いよいよ定期に向けての本格的な練習が始まりました。この日は、坂本龍一さんの「アクア」という作品の初練習。
緊張する瞬間となりました。
全体的に、穏やかな雰囲気の楽想に、アクセントをつけるために、冒頭はミディアムなテンポで演奏する事にしました。(もちろん狙いはありますが、本日はお話ししません)
非常に美しい作品で、温かく優しい印象が終始包み込むような内容で、およそ坂本さんらしくない曲だというのが、すぐにわかるかと思います。
今回、この楽曲で表現したいのは「悲しみ」です。これまでのクレモナではどれだけ、死をテーマにした曲であっても「嘆かないように」という注意をしてきたのに、この曲は「なきを表現してほしい」と、メンバーに伝えました。
このような指示をするのは、はじめてです。
私は、「悲しさ」を表現された曲でも、演奏者が嘘っぽい悲しい表情をして演奏するのが嫌いです。
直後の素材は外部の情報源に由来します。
PR #656, opened 2026-05-11
Slides fixes

shomix:
A handful of small fixes and polish to the slides editor.

  - Mermaid diagrams render correctly. Extracting mermaid blocks before sanitization preserves the -->
  arrows (the DOMParser round-trip in the sanitizer was HTML-escaping > to &gt;, which broke the parser).
  Also widened DOMPurify's SVG allow-list to keep label text (foreignObject, text, tspan, font + text-anchor
   attrs).
  - Excalidraw works again. The Excalidraw bundle's CSS is now eagerly imported alongside the lazy
  component, so the canvas renders instead of appearing blank.
  - Layout switch seeds content. Picking a layout in the toolbar now also drops in that layout's default
  HTML, instead of leaving the existing content stranded under the new layout name.
  - Empty blank slide is no longer empty. Inserting a blank slide now shows a faint "Double-click to edit"
  hint so users have something to click on.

ですが、この作品は別です。本日は、その事をご説明いたします。
クラシック音楽には「レクイエム」というジャンルがあります。モーツァルトにしても、ベルディにしても、多くの作曲家が「レクイエム」を書いていますし、お客さまにも人気で、チケットも売れます。
もともとは、カトリックの「死者のためのミサの音楽」になるので、非常に宗教的ですし、歌詞もあり、どの作曲家の作品でも同じ歌詞を使用されています。
「レクイエム」は、その歌詞の意味もわからなくても、美しい旋律が出てきて、しかも難しくない音楽なので、初めてでも感動できます。
そこにある、「死者への悲しみ」というものを感じる事なく、自分たちとは関係ない、他人事でいられる音楽だと思うんです。
一方、クラシックには「葬送行進曲」というジャンルもあります。有名なのはショパンのピアノソナタだと思います。多くの人が知っている旋律ですが、この曲を生演奏で聴いたという人は少ないと思います。
生演奏をしっかりと聴いたことがないというだけなら良いのですが、旋律の一部が聞こえただけでも、「縁起が悪い」とか、「不吉な予感がする」という、根拠のない評価がなされていると思います。当然、コンサートで演奏される機会は日本では少ないです。
この、両者の違いは簡単で、「葬送行進曲」においては、自分の近しい人の死とリンクしやすいというか、人生の経験と被ってしまうので、自分ごとになってしまうと思います。
ということで、おかしな国の日本では、その理解力不足からくる、「レクイエム好き」の「葬送行進曲嫌い」という、ヘンテコな現象が生まれました。
なので、今回の作品は、お客さまにウケようと思うと、「レクイエム」のように、他人事でいられる美しいだけの音楽に徹するのが最適だと思うのですが、あえて後者の「葬送行進曲」のように、身近な音楽として作り上げようと私は考えております。
反対のご意見も頂戴すると思いますが、なるべく生々しい音楽にして届けたいんです。これって、演奏者の力量が試されるような瞬間でもありますが、そこにリアルな音楽が存在できるのなら、拙さが露呈してもいいんです。
そうする事によって、坂本さんが残した音楽を、さらに進化させたいし、今回の「アクア」は、これまでにない表現でお届けしたいと考えております。
なので、別に見たくないかも知れませんが、泣いて演奏します。
と言っても、そこはプロの演奏家です。嗚咽して演奏ができないでは本末顛倒。もしかしたら、そういうのもありなのかも知れませんが、スケベ心無しに素直に取り組みたいと思います。
ぜひ、公開練習で、その表現について熱く説明をしておりますので、お時間ございましたら、遊びにいらしてください。